Nesta última viagem, pediram para que eu não o levasse. Diziam que ele era muito fedorento e chato, bem como não conseguia ficar quieto. Não atendi aos apelos e o levei eu meu carro. Sabia que o seu maior prazer era este. Como sempre, ele não se comportou e fui muito repreendido por isso. Eu brecava o carro com força para vê-lo cair como um bobo do banco do carro. Todos ríamos de seu tombo.

O dia se passou e ele não largou da cachorra Branca e, lá pelas tantas horas da tarde, sumiu sem deixar rastros. Achamos que estava tudo bem, pois era comum ele sair, e fomos jantar na cidade como de costume. A noite se passou e ele não voltou. É certo que não expressei isso, mais comecei a ficar preocupado.

No dia seguinte todos acordaram e se perguntaram mutuamente a respeito do paradeiro do cachorro. Ninguém o tinha visto.

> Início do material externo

PR #993, opened 2021-11-04
React select patches

### LINKED ISSUE #990: [BUG] Select: React Select forces label as first item in option list and has incorrect error color
## Detailed description

- [x] React Select forces the `label` provided as the first `option` in the option list. We should provide other options for when this is not desired.
- [x] React Select also does not enforce proper color on error message when in error state.

## Steps to reproduce
1. In Storybook add a `label` to Select and note that the label appears as the first option without any way to adjust this.
2. Also add a message and set `hasError` true to see that the coloring is not as expected.

## Screenshots

Field showing label and value selected
Screen Shot 2021-11-04 at 1 31 52 PM

Field with options enabled (note the label appears as first option)
Screen Shot 2021-11-04 at 1 31 47 PM

Incorrect error state coloring

Screen Shot 2021-11-04 at 2 31 40 PM

philschanely:
## Description

- [x] React Select forces the `label` provided as the first `option` in the option list. We should provide other options for when this is not desired.
- [x] React Select also does not enforce proper color on error message when in error state.

## Screenshots

|  Before  |  After  |
|--------|--------|
| Screen Shot 2021-11-04 at 1 31 52 PM | Screen Shot 2021-11-04 at 4 15 01 PM |
| Screen Shot 2021-11-04 at 1 31 47 PM | Screen Shot 2021-11-04 at 4 15 05 PM |
| Screen Shot 2021-11-04 at 2 31 40 PM | Screen Shot 2021-11-04 at 4 15 22 PM |

## Testing in `sage-lib`

See Storybook > Select

1. (**LOW**) React Select component is updated with fix to show error colors and label as expected. No adverse effect expect on existing uses.

## Related

Closes #990

### DIFF
--- a/packages/sage-react/lib/Select/Select.jsx
+++ b/packages/sage-react/lib/Select/Select.jsx
@@ -19,6 +19,7 @@ export const Select = ({
     'sage-select',
     className,
     {
+      'sage-form-field--error': hasError,
       'sage-select--error': hasError,
       'sage-select--value-selected': value,
     }
--- a/packages/sage-react/lib/Select/Select.jsx
+++ b/packages/sage-react/lib/Select/Select.jsx
@@ -9,6 +9,7 @@ export const Select = ({
   hasError,
   id,
   label,
+  includeLabelInOptions,
   message,
   onChange,
   options,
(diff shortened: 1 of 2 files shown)


QuintonJason (approved):
Tested with and without an option selected with and without the error state. Looks and works great!

joedakroub (approved):
This is a nice update Phil. Nice work. 👍🏼

PR #1010, opened 2021-11-10
fix(panel): updates to gap

QuintonJason:
## Description

- [x] update `gap` to fire for sage panel rows

## Screenshots

|  Before  |  After  |
|--------|--------|
|Screen Shot 2021-11-09 at 7 43 12 PM|Screen Shot 2021-11-09 at 7 46 04 PM|

## Testing in `sage-lib`

In the rails or react panel page, add a `gap` to the row and verify that it's working

1. (**LOW**) Doesn't affect Panel Rows currently as this is a new addition.

### DIFF
--- a/packages/sage-assets/lib/stylesheets/components/_panel.scss
+++ b/packages/sage-assets/lib/stylesheets/components/_panel.scss
@@ -114,7 +114,7 @@
 }
 
 @each $-key, $-value in $sage-spacings {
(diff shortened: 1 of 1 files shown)


philschanely (approved):

pixelflips (approved):
Great catch!! Thanks for updating! LGTM 👍🏼

PR #1017, opened 2021-11-10
Reorganize for patterns

philschanely:
## Description

This PR is a PoC for how we could start to be more intentional about prescribing common patterns. It involves a little reorganizing (still in process) in order to make room for the `Patterns` area to be a discrete list of such templates for easy copy-and-paste.

- A pattern is a template-like configuration of components that are commonly used together.
- Examples of patterns here show a preview of the pattern and a code sample that can be easily copied and pasted into code and then populated with the desired content and adjusted as needed.

## Screenshots

Screen Shot 2021-11-10 at 3 39 15 PM

## Testing in `sage-lib`

See Patterns section. First two links should be reconsidered for a better location in the navigation structure. Here we suggest that we could have patterns for Common Layouts, Forms, and Actions.

1. (**LOW**) Docs-only addition of a Patterns section.


docs/app/views/patterns/_example.html.erb
```diff
@@ -0,0 +1,32 @@
...
+      id: "code-example-tabs-#{example[:partial]}}",
+      items: [
+        {
+          text: "Preview",
+          target: "preview-#{example[:partial]}",
+          active: true
+        },
+        {
+          text: "Code",
+          target: "code-#{example[:partial]}",
```
monicawheeler, line 15: ❤️

monicawheeler (approved):

monkeypox8 (approved):
😍 🔥 Love it! Numerous devs have asked for patterns to follow in various circumstances, so this will go a long way towards helping that cause.

Left one comment about setting the width on `sage-tabs-container`; primarily a precaution since I wasn't sure when this PR will merge to KP.

philschanely:
Closing for now as the system has changed enough since this was put in that we need a fresh start if/when we rekindle the direction.

PR #1026, opened 2021-11-12
feat(icon copy): add feature to copy icon code to clipboard

monicawheeler:
## Screenshots 

|  Before - no copy behavior  |  After - `title` attribute  |  After - toast triggered  |
|--------|--------|--------|
|Screen Shot 2021-11-12 at 3 48 49 PM | Screen Shot 2021-11-12 at 3 49 31 PM | Screen Shot 2021-11-12 at 3 49 35 PM |

## Gif of interaction

copy-icon

## Example of code directly pasted from interaction
`<%= sage_component SageIcon, { icon: "handle-2-vertical" } %>`

## Testing in `sage-lib`
1. Navigate to http://localhost:4000/pages/foundations/icon
2. Scroll to "All Icons"
3. Click on the icon image
4. Paste copied `SageIcon` anywhere you need!

1. (**N/A**) Doc site only updates.


docs/app/views/pages/icon.html.erb
```diff
@@ -256,9 +256,15 @@ Marketing uses the Megaphone icon. We do not use the megaphone icon for other tr
   <h2>All Icons</h2>
   <%= sage_component SageGridRow, {} do %>
     <% SageTokens::ICONS.each do |icon| %>
-      <%= sage_component SageGridCol, { breakpoint: "md", size: "4" } do %>
-        <div class="docs-icon-block">
-          <i class="sage-icon-<%= icon %>-2xl" aria-hidden="true"></i>
+      <%= sage_component SageGridCol, { breakpoint: "md", size: "3" } do %>
+        <div
+          class="docs-icon-block"
+          data-js-copy-button="<&#37;= sage_component SageIcon, { icon: output correct icon here } &#37;>"
```
monicawheeler, line 262: @monkeypox8 - this is the line of code that I was having trouble with. I am unable to get the name of the icon to output for the value in `icon: icon`. As you can see `<%= icon %>` outputs perfectly for line 263, so I am guessing it is something in the component string because of the mixed content in the `data-js-copy-button` attribute. If you have a moment or two to review and provide suggestions, that would be great! Thank you!

monkeypox8: Oh, you were already 99.9% of the way there. Just need to add the same `<%= icon %>` in the output of the mixed string:
```
data-js-copy-button="<&#37;= sage_component SageIcon, { icon: <%= icon %> } &#37;>"
```

docs/app/views/pages/icon.html.erb
```diff
@@ -256,9 +256,15 @@ Marketing uses the Megaphone icon. We do not use the megaphone icon for other tr
   <h2>All Icons</h2>
   <%= sage_component SageGridRow, {} do %>
     <% SageTokens::ICONS.each do |icon| %>
-      <%= sage_component SageGridCol, { breakpoint: "md", size: "4" } do %>
-        <div class="docs-icon-block">
-          <i class="sage-icon-<%= icon %>-2xl" aria-hidden="true"></i>
+      <%= sage_component SageGridCol, { breakpoint: "md", size: "3" } do %>
+        <div
+          class="docs-icon-block"
+          data-js-copy-button="<&#37;= sage_component SageIcon, { icon: &ldquo;<%= icon %>&rdquo; } &#37;>"
```
monicawheeler, line 262: Are these character entities for left and right quotes to correct ones? `&#34;` might be valid too? thoughts?

Referenced: https://dev.w3.org/html5/html-author/charref

joedakroub: These left/right quotes are fancy quotes. I think we can just use `&quot;` around the icon name and that should suffice.

joedakroub (approved):
This is great Monica; super helpful! Nicely done. 👍🏼

monkeypox8 (approved):
👍🏼 LGTM, a very helpful improvement! As @joedakroub suggested, swapping out the character with the generic `&quot;` seems to be the best path forward.

pixelflips (approved):
Nothing to add, but this is 🔥 !! Great work and thanks. Super useful!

Eu preferi acreditar que ele estava ocupado com alguma cachorra, mas minha mãe insinuou que ele podia ter sido atacado por algum cachorro grande e morrido.

Eu não quis acreditar nesta hipótese, mas minha mãe, sozinha, passou a procurá-lo pela estrada. Poucos minutos depois voltou, desesperada e chorando, queria que eu a acompanhasse para confirmar que o cachorro morto que encontrara a beira da estrada era de fato o meu cachorrinho. Rejeitei a idéia, mas após alguns minutos, decidi ir até lá. Infelizmente, era ele. Estava bem machucado, já um pouco comido por urubus. Sua orelhinha cortada semanas antes pelo pretinho Dudu ainda estava lá. Não chorei, mas senti que uma pequena parte mim estava lá, apodrecendo na beira da estrada. Com auxílio de minha prestativa companheira, fizemos uma pequena cerimônia a ele. Jogamos algumas flores da chácara que ele tanto gostava e o cobrimos com o pano que costumava o cobrir à noite. Oramos.

Ele já estava bem velho, logo a morte viria lhe visitar, mas eu não queria que fosse desta forma, queria poder ao menos me despedir dele, afagar-lhe a cabeça, chamá-lo de vagabundo como de costume. Ao menos posso acreditar que ele morreu feliz, louco atrás da cachorra Branca.

Somente agora, passadas algumas horas da confirmação de sua morte, sinto sua falta. Lembrei de tudo que passamos juntos, das repreensões e dos poucos carinhos que lhe dei. De fato ele vai fazer falta lá em casa. Gostaria poder dar mais carinho e atenção a ele, não deixar faltar comida em seu potinho vermelho. Não agüentei e fui visitá-lo novamente à beira da estrada. Já era bem tarde e o seu corpinho ainda estava lá, coberto com panos e pedras. Despedi-me mais uma vez, pedindo desculpa por todas as minhas faltas.

Ralf, obrigado por tudo. Descanse em paz. Nunca nos esqueceremos de você.